На дне ее глаз еще жило воспоминание о «Комедии характеров» – смех, мысль, тишина, отзвук аплодисментов...
– Не дай вам Бог, Тимьянов, зажигать на сцене настоящие свечи...
– Не будем.
– И не дай вам Бог опять разливать на сцене воду – от этого покрытие коробится...
– Не будем...
– Если вы мне клянетесь, Тимьянов, что в помещении будут находиться только ваши люди... Только те, кто записан у меня в заверенном списке...
– Клянусь!
– ...и если на сцене не будут курить – в порядке исключения, Тимьянов... Слышите? Я допущу вас в зал ночью – в порядке исключения!
– Тим... Можно тебя на минутку?
Борис. Опять что-то случилось.
– Тим... У меня мама заболела... отец на ночной смене, некому с ней ночью... Тим, не могу я сегодня. Ну хоть убей... Давление высокое... У нее, когда давление... Понимаешь?
Тимур закрыл глаза. Ему показалось – на секунду; когда он поднял веки, оказалось, что Борис смотрит на него с недоумением и ужасом.
– Боря, – сказал Тимур. – Хочешь, я найду для твоей мамы сиделку? С медицинским образованием?
– У меня денег...
– Совершенно бесплатно? Хочешь?
– Тима...
– Боря. Осталось три дня. Мы не можем делать прогон без тебя.
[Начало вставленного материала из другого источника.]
PR #436, opened 2020-09-29
Handle jwt error for file upload

### LINKED ISSUE #209: jwt expired error
After time away, upload fails with this message again:
Screen Shot 2020-08-24 at 5 00 55 PM

mmazanec22:
Closes #209 

This does the bare minimum to address the issue.  Some open questions:
- After someone logs in, should we redirect them to getting started (current behavior) or take them back to what they were trying to access?
- Should we somehow poll for log-in-ed-ness and automatically redirect people to the logged out screen after a certain period of time?
- How far do we want to go on winged keys branding to make this whole experience less confusing?

### DIFF
--- a/client/src/containers/Upload/Upload.tsx
+++ b/client/src/containers/Upload/Upload.tsx
@@ -6,6 +6,7 @@ import { ReactComponent as Arrow } from '@ctoec/component-library/dist/assets/im
 import { apiPost } from '../../utils/api';
 import { getErrorHeading, getErrorText } from '../../utils/error';
 import { getH1RefForTitle } from '../../utils/getH1RefForTitle';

Мы не можем.
– Но мама...
– Я же сказал, что приведу сиделку.
– А если ей станет хуже? – в глазах Бориса мелькнула тень истерики. – А если... я же не смогу жить! Я же...
Тимур взял его за воротник. Притянул к себе, к самым глазам:
– Ей не станет хуже. Ей будет лучше, это я тебе говорю! Я найду самую лучшую в городе медсестру. Я оплачу лекарства... Я найду профессора, и он бесплатно будет с ней сидеть! Всего несколько часов, с одиннадцати до пяти утра! Ну как, согласен?!